The estimated fair value assigned to loans significantly affected the determination of the implied fair value of First Bank’s goodwill at December 31, 2011 and 2010. The implied fair value of a reporting unit’s goodwill will generally increase if the estimated fair value of the reporting unit’s loans is less than the carrying value of the reporting unit’s loans. The estimated fair value of the reporting unit’s loans was derived from discounted cash flow analyses. Loans were grouped into loan pools based on similar characteristics such as maturity, payment type and payment frequency, and rate type and underlying index. These cash flow calculations include assumptions for prepayment estimates over the loan’s remaining life, considerations for the current interest rate environment compared to the weighted average rate of the loan portfolio, a credit risk component based on the historical and expected performance of each loan portfolio stratum and a liquidity adjustment related to the current market environment. To the extent any of these assumptions change in the future, the implied fair value of the reporting unit’s goodwill could change materially. A decrease in the discount rate utilized in deriving the estimated fair value of the reporting unit’s loans would decrease the implied fair value of goodwill.

The estimated fair value assigned to the core deposit intangible, or First Bank’s deposit base, also significantly affected the determination of the implied fair value of First Bank’s goodwill at December 31, 2011 and 2010. The implied fair value of a reporting unit’s goodwill will generally decrease by the estimated fair value assigned to the reporting unit’s core deposit intangible. The estimated fair value of the core deposit intangible was derived from discounted cash flow analyses with considerations for estimated deposit runoff, cost of the deposit base, interest costs, net maintenance costs and the cost of alternative funds. The resulting estimate of the fair value of the core deposit intangible represents the present value of the difference in cash flows between maintaining the existing deposits and obtaining alternative funds over the life of the deposit base. To the extent any of these assumptions used to determine the estimated fair value of the core deposit intangible change in the future, the implied fair value of the reporting unit’s goodwill could change materially.

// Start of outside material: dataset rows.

PR #63, opened 2020-08-01
Add a Tag component

jerelmiller:
## Description

Create a `<Tag />` and `<TagList />` component that can be used on the various sites. Implements the design used on the [open source site](https://opensource.newrelic.com)

## Screenshots

Screen Shot 2020-07-31 at 8 40 50 PM

### DIFF
--- a/demo/src/pages/index.js
+++ b/demo/src/pages/index.js
@@ -10,6 +10,8 @@ import {
   GlobalHeader,
   SearchInput,
   Surface,
+  Tag,
+  TagList,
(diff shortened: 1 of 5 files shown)


jerelmiller:
> Is the intention to specify tags in frontmatter and then render them using this component?

Ish. The tags will be rendered using this component, but the value of the text will be driven by the URL specified in the frontmatter. That way we don't unnecessarily burden the contributor with needing to specify the right tag value.

PR #69, opened 2020-08-05
Updates URL when in overlay

caylahamann:
closes [#487](https://github.com/newrelic/developer-website/issues/487)

Updates the URL to add an overlay tag to indicate that the search is happening in the URL, also just adds it in general. This will definitely need some refactoring.


packages/gatsby-theme-newrelic/src/utils/track.js
```diff
@@ -0,0 +1,13 @@
+function track(fn, handler, before) {
```
zstix, line 1: Can we update this to use the ES6 arrow function format?

Also, we may want to include some comments documenting how this function works and what each parameter does. If you use the [JSDoc](https://jsdoc.app/tags-param.html) format, then VSCode will provide some really nice hints when utilizing the function.

packages/gatsby-theme-newrelic/src/components/GlobalHeader.js
```diff
@@ -52,6 +68,10 @@ const GlobalHeader = ({ editUrl, className, search }) => {
     siteMetadata: { repository },
   } = site;
 
+  window.history.pushState = track(window.history.pushState, () => {
```
jerelmiller, line 71: Rather than using the built-in `pushState` call, can we instead use Gatsby's `navigate` function? I'm not sure if Gatsby tracks state internally, so it would be best to try and use the Gatsby APIs as much as possible. https://www.gatsbyjs.org/docs/gatsby-link/#how-to-use-the-navigate-helper-function

jerelmiller: I stand corrected. They recommend using the `navigate` function from reach router directly when routing query params: https://www.gatsbyjs.org/docs/gatsby-link/#recommendations-for-programmatic-in-app-navigation

packages/gatsby-theme-newrelic/src/components/GlobalHeader.js
```diff
@@ -27,7 +30,20 @@ const styles = {
...
+  const [isOverlayOpen, setIsOverlayOpen] = useState(null);
+
+  const [isQueryChanged, setIsQueryChanged] = useState(false);
+
+  useEffect(() => {
+    let searchQuery = qs.parse(window.location.search);
+    if (isOverlayOpen === null && searchQuery.overlay) setIsOverlayOpen(true);
+    if (isOverlayOpen === null && !searchQuery.overlay) setIsOverlayOpen(false);
+
+    if (isOverlayOpen && window.location.search.length && !searchQuery.overlay)
```
jerelmiller, line 42: Rather than using `window.location` to access the current location, you can use the [`useLocation`](https://reach.tech/router/api/useLocation) hook from `@reach/router` directly to get the current location (Gatsby uses reach router internally).

packages/gatsby-theme-newrelic/src/utils/track.js
jerelmiller, line 1: I'm a little unsure what this method is meant for. `track` makes me think its going to track something in like google analytics, or tessen or something, but it looks like maybe this is just a result of calling multiple functions. Could you talk through the idea behind this?

packages/gatsby-theme-newrelic/src/components/GlobalHeader.js
```diff
@@ -52,6 +68,10 @@ const GlobalHeader = ({ editUrl, className, search }) => {
     siteMetadata: { repository },
   } = site;
 
+  window.history.pushState = track(window.history.pushState, () => {
+    setIsQueryChanged(!isQueryChanged);
+  });
```
jerelmiller, line 73: I notice you're not passing any dependencies to `useEffect`. That's fine, but be aware that the callback function to it will be called with every render. Is that intentional?

packages/gatsby-theme-newrelic/src/components/GlobalHeader.js
jerelmiller: Another note here, I see you're rewriting `window.history.pushState` inside of the component, which means this is going to be defined across the entire app as soon as this component is used. If this component ever unmounts (I know this is the global header, but the same principle applies), you might have a memory leak, or at least you'll confuse React because you'll be calling `setIsQueryChanged` even after the component no longer exists. ~Typically~ Always avoid overwriting globals, especially for APIs that other parts of the app depend on, and especially if it adds behavior specific to a single component. It gets hard to untangle later if you're not careful about cleaning this up.

As mentioned, the `navigate` function should help you here.

packages/gatsby-theme-newrelic/src/components/GlobalHeader.js
```diff
@@ -27,7 +30,20 @@ const styles = {
...
+  useEffect(() => {
+    let searchQuery = qs.parse(window.location.search);
+    if (isOverlayOpen === null && searchQuery.overlay) setIsOverlayOpen(true);
+    if (isOverlayOpen === null && !searchQuery.overlay) setIsOverlayOpen(false);
+
+    if (isOverlayOpen && window.location.search.length && !searchQuery.overlay)
+      setQueryStringWithoutPageReload(window.location.search + '&overlay=true');
+    if (isOverlayOpen && !window.location.search.length)
+      setQueryStringWithoutPageReload('?overlay=true');
+  }, [isOverlayOpen, isQueryChanged]);
```
jerelmiller, line 46: It doesn't look like `isQueryChanged` is used anywhere inside this effect. Is that intentional? Could you talk about what you're trying to accomplish? 

My best guess is that between this hook and the `window.history.pushState` below, you're trying to track when the location has changed so you can determine whether to open/close the overlay. If that is the case, you might consider instead using a combination of `useEffect` with the `useLocation` hook from reach router. This will play better with React because `useLocation` is meant for location change tracking.

This might look something like this:
```js
import { useLocation } from '@reach/router'
// ...
const location = useLocation()

useEffect(() => {
  // use location instead of window.location inside of here
}, [isOverlayOpen, location])
```

I believe this might satisfy what you're trying to accomplish with the `window.history.pushState` below, which also means you'll no longer need the `isQueryChanged` variable since you'll be tracking changes to the location directly.

packages/gatsby-theme-newrelic/src/components/GlobalHeader.js
```diff
@@ -80,7 +100,10 @@ const GlobalHeader = ({ editUrl, className, search }) => {
       >
         <Overlay
           isOpen={isOverlayOpen}
-          onCloseOverlay={() => setIsOverlayOpen(false)}
+          onCloseOverlay={() => {
+            setQueryStringWithoutPageReload('');
```
jerelmiller, line 104: `navigate` should also help you here :)

packages/gatsby-theme-newrelic/src/utils/track.js
jerelmiller: With the other suggestions mentioned above, you might not need this function anymore. If those other suggestions work for you, you can remove this.

packages/gatsby-theme-newrelic/src/components/GlobalHeader.js
```diff
@@ -27,7 +30,20 @@ const styles = {
 };
 
 const GlobalHeader = ({ editUrl, className, search }) => {
-  const [isOverlayOpen, setIsOverlayOpen] = useState(false);
+  const [isOverlayOpen, setIsOverlayOpen] = useState(null);
+
+  const [isQueryChanged, setIsQueryChanged] = useState(false);
+
+  useEffect(() => {
+    let searchQuery = qs.parse(window.location.search);
```
jerelmiller, line 38: [nit] If you don't want to pull in an npm package, you can also use [`URLSearchParams`](https://developer.mozilla.org/en-US/docs/Web/API/URLSearchParams) which is built into the browser as a way to parse a query string. Totally fine if you want to use `qs` since it has a nice API, but just wanted you to be aware the other one exists as well :)

packages/gatsby-theme-newrelic/src/components/GlobalHeader.js
```diff
@@ -27,7 +30,20 @@ const styles = {
...
+    if (isOverlayOpen === null && searchQuery.overlay) setIsOverlayOpen(true);
+    if (isOverlayOpen === null && !searchQuery.overlay) setIsOverlayOpen(false);
+
+    if (isOverlayOpen && window.location.search.length && !searchQuery.overlay)
+      setQueryStringWithoutPageReload(window.location.search + '&overlay=true');
```
jerelmiller, line 43: I assume the `overlay=true` is meant to ensure the _search_ overlay is open when someone has searched correct? Since this is a pretty generic name, and isn't specific to search, I suggest 1 of 2 changes here. Pick your favorite.

Option 1: Rename the variable to something more specific to search (i.e. searchOverlay or something). 
Option 2: Open the overlay based on the existence of the search parameter. For example, if a search term adds a `q` query parameter to the URL, open the overlay if `q` is in the URL (even if the value is blank).

I like option 2 personally because it means you only need a single query string variable to determine whether to open the overlay instead of 2. This makes URL sharing a bit easier.

packages/gatsby-theme-newrelic/src/components/GlobalHeader.js
```diff
@@ -27,7 +30,20 @@ const styles = {
 };
 
 const GlobalHeader = ({ editUrl, className, search }) => {
-  const [isOverlayOpen, setIsOverlayOpen] = useState(false);
+  const [isOverlayOpen, setIsOverlayOpen] = useState(null);
```
jerelmiller, line 33: You may consider setting the initial state based on whether the query string parameter exists. If someone shared a link or wanted to link to the site with a pre-filled search term, we'd want to open the overlay with the search term pre-filled.

packages/gatsby-theme-newrelic/src/components/GlobalHeader.js
caylahamann: The issue with this if we use the search component outside of the overlay, which what I was thinking about. If someone uses the global header and then decides to put search in the body, then they would be taken to the overlay when they don't necessarily want to.

packages/gatsby-theme-newrelic/src/components/GlobalHeader.js
caylahamann: the problem is that when I try to check for the query string, the global header has already rendered, so I have to do it in`useEffect` in order to check for it!

packages/gatsby-theme-newrelic/src/components/GlobalHeader.js
caylahamann: Am I not passing dependencies to `useEffect`? I thought that I was when I pass the array to useEffect which has the dependencies

packages/gatsby-theme-newrelic/src/components/GlobalHeader.js
caylahamann: So what I'm trying to do is trigger useEffect when `search-ui` changes the URL so that I can append `overlay=true` to the end of the URL. So what happens is when you search is that the search component changes the URL, and since we want to use that functionality I want to figure out when they're calling pushState (which is what the `track` function was trying to accomplish).

packages/gatsby-theme-newrelic/src/utils/track.js
caylahamann: I'm going to look into using navigate and see if it solves my problem, but the current issue has to do more with the interactions between the `search-ui` changing the URL and then having us open the URL when `overlay=true` is set

packages/gatsby-theme-newrelic/src/components/GlobalHeader.js
jerelmiller: You're right! I think my brain merged this with the `useEffect` call above so I saw it as no dependencies. I see them now! Sorry about that!

packages/gatsby-theme-newrelic/src/components/GlobalHeader.js
jerelmiller: Out of curiosity, does the `useLocation()` hook work here when search ui does its thang?

caylahamann: It does not! it's because the search ui component is updating the window by `pushState` and `useLocation()` only gets the location on initial render. I can't put it inside `useEffect` because I can't put a hook inside of a callback. So I'm not sure I can utilize `useLocation` for this purpose.

packages/gatsby-theme-newrelic/src/components/GlobalHeader.js
```diff
@@ -27,7 +29,15 @@ const styles = {
 };
 
 const GlobalHeader = ({ editUrl, className, search }) => {
-  const [isOverlayOpen, setIsOverlayOpen] = useState(false);
+  const location = useLocation();
+  const [isOverlayOpen, setIsOverlayOpen] = useState(
+    Boolean(qs.parse(location.search).q)
```
jerelmiller, line 34: Does this return `true` or `false` if the query param is `q=` (no search term)? Since empty string is falsey, I suspect this will initially be set to `false`.

packages/gatsby-theme-newrelic/src/components/GlobalHeader.js
```diff
@@ -27,7 +29,15 @@ const styles = {
...
+  );
+
+  useEffect(() => {
+    if (isOverlayOpen && !qs.parse(location.search).q) navigate('/?q=');
+    if (!isOverlayOpen) navigate('/');
```
jerelmiller, line 39: Does this mean once the overlay is closed, it will always navigate back to the home page? If so, we should probably try and keep the user on the same page, just remove the query params.

packages/gatsby-theme-newrelic/src/components/SwiftTypeSearch.js
```diff
@@ -68,6 +71,11 @@ const SwiftTypeSearch = ({ className }) => {
                   searchAsYouType
                   debounceLength={500}
                   inputView={InputView}
+                  onSubmit={(searchTerm) => {
+                    let queryString = qs.parse(location.search);
```
jerelmiller, line 75:
```suggestion
                    const queryString = qs.parse(location.search);
```

packages/gatsby-theme-newrelic/src/components/SwiftTypeSearch.js
```diff
@@ -68,6 +71,11 @@ const SwiftTypeSearch = ({ className }) => {
...
+                    queryString.q = searchTerm;
+                    navigate('/' + qs.stringify(queryString));
```
jerelmiller, line 77: Does this mean that updating the search term will always route the user back to the home page?

packages/gatsby-theme-newrelic/src/components/GlobalHeader.js
```diff
@@ -31,13 +31,14 @@ const styles = {
 const GlobalHeader = ({ editUrl, className, search }) => {
   const location = useLocation();
   const [isOverlayOpen, setIsOverlayOpen] = useState(
-    Boolean(qs.parse(location.search).q)
+    Boolean(qs.parse(location.search).q?.length > 0)
```
jerelmiller, line 34: I'm sorry for soooo many comments. Perhaps I'm not seeing something obvious 😄 

Wouldn't this result in the same thing as before if `q` is set to an empty string? If my query string was `?q=`, that would mean the value of `q` is an empty string. The `q` _property_ is still present, so I want this to return `true`. 

If I'm understanding this properly, `qs.parse(location.search)` is going to result in an object that looks like the following: `{ q: '' }`. Following the above, this means that `qs.parse(location.search).q === ''` and `qs.parse(location.search).q.length === 0`. `Boolean(0)` is `false`, but we want `true` in this case because the `q` query parameter itself is present, regardless of its value. 

You might actually have an easier time with [`URLSearchParams`](https://developer.mozilla.org/en-US/docs/Web/API/URLSearchParams?q=). It has a `has` method that lets you easily check for this.

```js
const query = new URLSearchParams(location.search)
query.has('q') // => true if `q` is a query param regardless of its value
```

The equivalent using `qs.parse` would be checking whether the key exists in the object:

```js
const query = qs.parse(location.search)
Object.prototype.hasOwnProperty.call(query, 'q')
```

jerelmiller:
@caylahamann I'd be happy to pair and work through this in case my comments don't make sense. Perhaps I'm having one of those days where my writing style is not easy to follow 😄

packages/gatsby-theme-newrelic/src/components/GlobalHeader.js
caylahamann: No you are so right, that was dumb on my part hahaha I changed it and pushed the work up!

packages/gatsby-theme-newrelic/src/components/GlobalHeader.js
```diff
@@ -27,7 +28,15 @@ const styles = {
...
 const GlobalHeader = ({ editUrl, className, search }) => {
-  const [isOverlayOpen, setIsOverlayOpen] = useState(false);
+  const location = useLocation();
+  const query = new URLSearchParams(location.search);
+  const [isOverlayOpen, setIsOverlayOpen] = useState(query.has('q'));
+
+  useEffect(() => {
+    if (isOverlayOpen && !new URLSearchParams(location.search).has('q'))
+      navigate(location.pathname + '?q=');
+    if (!isOverlayOpen) navigate(location.pathname);
```
jerelmiller, line 38:
```suggestion
    if (isOverlayOpen && !new URLSearchParams(location.search).has('q')) {
      navigate(location.pathname + '?q=');
    }
    
    if (!isOverlayOpen) {
      navigate(location.pathname);
    }
```

I'm finding a bit hard to parse the conditionals since at a glance it looks like the code is just indented incorrectly rather than being part of the `if` condition. Feel free to accept/ignore this suggestion, but it helps me read this a bit easier when parsing through the code.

Due to the current economic environment and the uncertainties regarding the impact on First Bank, there can be no assurance that the Company’s estimates and assumptions made for the purposes of the goodwill impairment testing will prove to be accurate predictions in the future. Adverse changes in the economic environment, First Bank’s operations, or other factors could result in a decline in the implied fair value of First Bank, which could result in the recognition of future goodwill impairment that may materially affect the carrying value of First Bank’s assets and its related operating results.